<<<<
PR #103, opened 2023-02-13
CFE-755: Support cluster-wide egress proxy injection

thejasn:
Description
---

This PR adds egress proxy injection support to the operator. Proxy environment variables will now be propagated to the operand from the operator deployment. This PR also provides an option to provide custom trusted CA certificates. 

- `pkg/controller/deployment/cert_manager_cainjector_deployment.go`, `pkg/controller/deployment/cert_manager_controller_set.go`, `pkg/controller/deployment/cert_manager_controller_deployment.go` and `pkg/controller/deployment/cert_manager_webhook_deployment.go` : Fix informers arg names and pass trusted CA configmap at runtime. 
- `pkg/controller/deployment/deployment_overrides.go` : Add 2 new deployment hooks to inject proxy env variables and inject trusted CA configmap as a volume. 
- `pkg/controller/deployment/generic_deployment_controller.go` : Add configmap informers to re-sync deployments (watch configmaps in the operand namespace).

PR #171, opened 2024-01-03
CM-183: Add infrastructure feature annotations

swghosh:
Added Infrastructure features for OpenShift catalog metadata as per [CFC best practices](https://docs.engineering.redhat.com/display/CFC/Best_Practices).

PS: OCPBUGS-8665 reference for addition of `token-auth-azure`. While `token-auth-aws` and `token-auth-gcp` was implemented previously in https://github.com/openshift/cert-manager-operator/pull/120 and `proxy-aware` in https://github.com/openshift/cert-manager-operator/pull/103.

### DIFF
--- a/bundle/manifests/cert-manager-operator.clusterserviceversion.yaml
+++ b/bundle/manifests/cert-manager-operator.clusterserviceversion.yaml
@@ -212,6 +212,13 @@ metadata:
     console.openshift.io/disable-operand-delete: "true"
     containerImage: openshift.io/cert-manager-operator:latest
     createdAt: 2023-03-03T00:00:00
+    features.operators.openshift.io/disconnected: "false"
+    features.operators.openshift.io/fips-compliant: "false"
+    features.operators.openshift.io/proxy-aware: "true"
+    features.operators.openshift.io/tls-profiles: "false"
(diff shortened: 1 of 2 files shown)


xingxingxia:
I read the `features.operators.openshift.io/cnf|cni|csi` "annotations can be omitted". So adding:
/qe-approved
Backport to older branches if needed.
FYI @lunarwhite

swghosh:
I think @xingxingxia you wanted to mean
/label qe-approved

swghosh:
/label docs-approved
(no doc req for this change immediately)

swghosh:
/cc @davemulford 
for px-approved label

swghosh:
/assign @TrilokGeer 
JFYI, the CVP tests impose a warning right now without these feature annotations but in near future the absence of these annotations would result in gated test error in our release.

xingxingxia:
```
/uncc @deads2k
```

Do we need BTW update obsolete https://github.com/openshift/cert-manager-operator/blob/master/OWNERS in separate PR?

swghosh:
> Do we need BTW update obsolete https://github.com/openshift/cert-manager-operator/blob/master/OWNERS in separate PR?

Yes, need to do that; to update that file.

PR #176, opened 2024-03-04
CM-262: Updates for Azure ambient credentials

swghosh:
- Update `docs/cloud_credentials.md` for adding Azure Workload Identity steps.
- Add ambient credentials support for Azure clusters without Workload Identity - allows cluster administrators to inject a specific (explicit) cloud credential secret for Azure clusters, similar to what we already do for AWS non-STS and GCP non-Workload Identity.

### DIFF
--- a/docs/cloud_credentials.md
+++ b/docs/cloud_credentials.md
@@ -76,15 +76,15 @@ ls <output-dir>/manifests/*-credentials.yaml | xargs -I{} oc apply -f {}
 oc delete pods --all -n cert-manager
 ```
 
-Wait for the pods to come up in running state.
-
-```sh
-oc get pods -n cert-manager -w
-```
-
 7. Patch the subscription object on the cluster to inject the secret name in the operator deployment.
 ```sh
>>>>
<<<<
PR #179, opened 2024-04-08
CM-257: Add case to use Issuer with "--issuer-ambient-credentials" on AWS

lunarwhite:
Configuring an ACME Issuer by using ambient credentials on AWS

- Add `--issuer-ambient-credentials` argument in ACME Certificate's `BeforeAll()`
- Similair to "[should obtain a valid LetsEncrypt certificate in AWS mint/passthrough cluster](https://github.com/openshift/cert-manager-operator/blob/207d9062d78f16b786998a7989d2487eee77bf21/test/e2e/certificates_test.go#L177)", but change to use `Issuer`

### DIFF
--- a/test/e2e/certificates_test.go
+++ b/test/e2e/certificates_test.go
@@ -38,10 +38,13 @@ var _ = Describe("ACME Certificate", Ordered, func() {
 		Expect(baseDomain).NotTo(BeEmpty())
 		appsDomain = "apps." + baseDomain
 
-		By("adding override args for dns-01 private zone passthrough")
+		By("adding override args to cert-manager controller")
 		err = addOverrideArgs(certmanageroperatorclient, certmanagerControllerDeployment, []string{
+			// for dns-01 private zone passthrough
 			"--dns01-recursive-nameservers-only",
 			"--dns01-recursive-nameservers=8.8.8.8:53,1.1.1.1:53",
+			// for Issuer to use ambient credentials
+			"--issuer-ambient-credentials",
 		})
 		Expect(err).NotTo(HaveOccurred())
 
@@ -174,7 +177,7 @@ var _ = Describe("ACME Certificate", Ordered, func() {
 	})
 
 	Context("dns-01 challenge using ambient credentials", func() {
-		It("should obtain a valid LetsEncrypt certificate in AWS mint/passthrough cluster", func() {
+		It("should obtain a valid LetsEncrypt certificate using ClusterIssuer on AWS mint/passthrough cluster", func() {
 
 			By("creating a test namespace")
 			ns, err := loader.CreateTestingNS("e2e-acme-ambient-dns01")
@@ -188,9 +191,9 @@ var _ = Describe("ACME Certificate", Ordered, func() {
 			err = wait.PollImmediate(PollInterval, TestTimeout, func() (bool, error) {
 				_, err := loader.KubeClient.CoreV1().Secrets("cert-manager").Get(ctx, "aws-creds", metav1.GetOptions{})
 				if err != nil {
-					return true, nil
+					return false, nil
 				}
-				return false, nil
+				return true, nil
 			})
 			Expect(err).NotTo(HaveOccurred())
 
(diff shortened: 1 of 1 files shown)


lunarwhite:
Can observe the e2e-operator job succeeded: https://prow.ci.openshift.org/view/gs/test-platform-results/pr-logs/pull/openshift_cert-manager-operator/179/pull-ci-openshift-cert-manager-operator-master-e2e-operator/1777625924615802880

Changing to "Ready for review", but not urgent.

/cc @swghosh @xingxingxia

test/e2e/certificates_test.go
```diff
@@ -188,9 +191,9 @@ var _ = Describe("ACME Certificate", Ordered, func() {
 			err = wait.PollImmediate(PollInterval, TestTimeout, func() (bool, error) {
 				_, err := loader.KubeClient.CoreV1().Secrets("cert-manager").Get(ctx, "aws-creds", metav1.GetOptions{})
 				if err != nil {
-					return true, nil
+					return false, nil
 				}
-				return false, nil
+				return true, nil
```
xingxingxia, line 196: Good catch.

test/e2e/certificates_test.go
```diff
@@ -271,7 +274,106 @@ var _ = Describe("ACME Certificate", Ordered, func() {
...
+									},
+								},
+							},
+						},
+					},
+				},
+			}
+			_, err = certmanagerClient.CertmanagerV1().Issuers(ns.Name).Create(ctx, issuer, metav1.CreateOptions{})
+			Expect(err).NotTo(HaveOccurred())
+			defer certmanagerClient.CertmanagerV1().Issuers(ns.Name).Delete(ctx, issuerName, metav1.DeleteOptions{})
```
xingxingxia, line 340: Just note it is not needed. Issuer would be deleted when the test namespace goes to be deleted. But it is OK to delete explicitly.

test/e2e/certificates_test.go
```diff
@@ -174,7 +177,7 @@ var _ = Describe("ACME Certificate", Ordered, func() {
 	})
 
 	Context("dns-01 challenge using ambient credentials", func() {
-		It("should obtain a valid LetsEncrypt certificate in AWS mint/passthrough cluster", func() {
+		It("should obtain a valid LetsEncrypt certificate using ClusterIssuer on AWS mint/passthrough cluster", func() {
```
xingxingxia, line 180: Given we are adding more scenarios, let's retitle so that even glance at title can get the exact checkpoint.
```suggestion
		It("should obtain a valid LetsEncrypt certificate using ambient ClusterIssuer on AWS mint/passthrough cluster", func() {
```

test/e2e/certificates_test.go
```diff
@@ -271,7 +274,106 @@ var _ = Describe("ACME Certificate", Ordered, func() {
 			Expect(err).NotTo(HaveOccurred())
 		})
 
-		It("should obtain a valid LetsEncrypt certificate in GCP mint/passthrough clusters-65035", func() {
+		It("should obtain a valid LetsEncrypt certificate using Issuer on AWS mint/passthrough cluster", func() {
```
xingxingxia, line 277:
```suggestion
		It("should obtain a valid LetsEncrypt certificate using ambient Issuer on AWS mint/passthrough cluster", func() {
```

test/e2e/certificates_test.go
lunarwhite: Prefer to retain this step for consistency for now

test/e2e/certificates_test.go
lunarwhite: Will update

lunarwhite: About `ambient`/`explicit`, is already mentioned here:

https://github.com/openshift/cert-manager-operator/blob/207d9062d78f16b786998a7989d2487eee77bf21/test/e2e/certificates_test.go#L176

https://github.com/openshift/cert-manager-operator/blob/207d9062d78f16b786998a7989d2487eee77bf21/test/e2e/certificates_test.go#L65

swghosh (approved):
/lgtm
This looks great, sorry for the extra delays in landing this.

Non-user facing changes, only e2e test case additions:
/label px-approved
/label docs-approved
>>>>
<<<<
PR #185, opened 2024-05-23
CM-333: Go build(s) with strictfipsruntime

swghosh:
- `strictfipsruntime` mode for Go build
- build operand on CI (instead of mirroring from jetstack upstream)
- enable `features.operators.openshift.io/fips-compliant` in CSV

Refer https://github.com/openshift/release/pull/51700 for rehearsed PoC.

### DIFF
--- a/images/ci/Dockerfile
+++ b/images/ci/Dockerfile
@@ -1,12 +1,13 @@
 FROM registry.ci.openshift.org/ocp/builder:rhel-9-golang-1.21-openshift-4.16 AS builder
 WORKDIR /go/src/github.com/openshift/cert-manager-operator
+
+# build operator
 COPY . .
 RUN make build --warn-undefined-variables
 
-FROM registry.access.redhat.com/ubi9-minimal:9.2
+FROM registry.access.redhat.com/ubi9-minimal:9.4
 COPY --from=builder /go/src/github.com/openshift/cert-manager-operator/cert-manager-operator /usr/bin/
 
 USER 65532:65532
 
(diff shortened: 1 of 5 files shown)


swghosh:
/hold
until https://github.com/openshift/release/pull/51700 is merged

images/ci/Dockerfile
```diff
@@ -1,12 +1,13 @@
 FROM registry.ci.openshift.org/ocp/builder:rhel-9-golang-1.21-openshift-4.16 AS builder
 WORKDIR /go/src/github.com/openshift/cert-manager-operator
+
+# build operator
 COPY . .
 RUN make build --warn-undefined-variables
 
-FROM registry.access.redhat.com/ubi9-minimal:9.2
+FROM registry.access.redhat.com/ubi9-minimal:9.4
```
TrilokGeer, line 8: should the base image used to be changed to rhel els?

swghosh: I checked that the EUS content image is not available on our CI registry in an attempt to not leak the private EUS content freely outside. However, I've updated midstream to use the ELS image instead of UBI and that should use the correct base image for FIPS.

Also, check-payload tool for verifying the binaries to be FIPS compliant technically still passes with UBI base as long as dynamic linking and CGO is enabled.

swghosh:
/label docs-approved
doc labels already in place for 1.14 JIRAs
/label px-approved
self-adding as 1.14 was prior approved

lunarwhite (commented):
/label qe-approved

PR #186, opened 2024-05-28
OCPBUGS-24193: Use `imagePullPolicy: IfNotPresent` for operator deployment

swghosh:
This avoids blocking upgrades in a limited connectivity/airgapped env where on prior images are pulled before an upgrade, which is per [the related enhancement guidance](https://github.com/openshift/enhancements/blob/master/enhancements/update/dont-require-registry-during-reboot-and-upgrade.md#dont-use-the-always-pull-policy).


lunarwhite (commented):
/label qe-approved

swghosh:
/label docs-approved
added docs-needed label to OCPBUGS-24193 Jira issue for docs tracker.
>>>>
Assigned task: Filter the records for lines holding the string "lunarwhite". Copy each one.

Response:
FYI @lunarwhite
lunarwhite:
lunarwhite:
lunarwhite: Prefer to retain this step for consistency for now
lunarwhite: Will update
lunarwhite: About `ambient`/`explicit`, is already mentioned here:
lunarwhite (commented):
lunarwhite (commented):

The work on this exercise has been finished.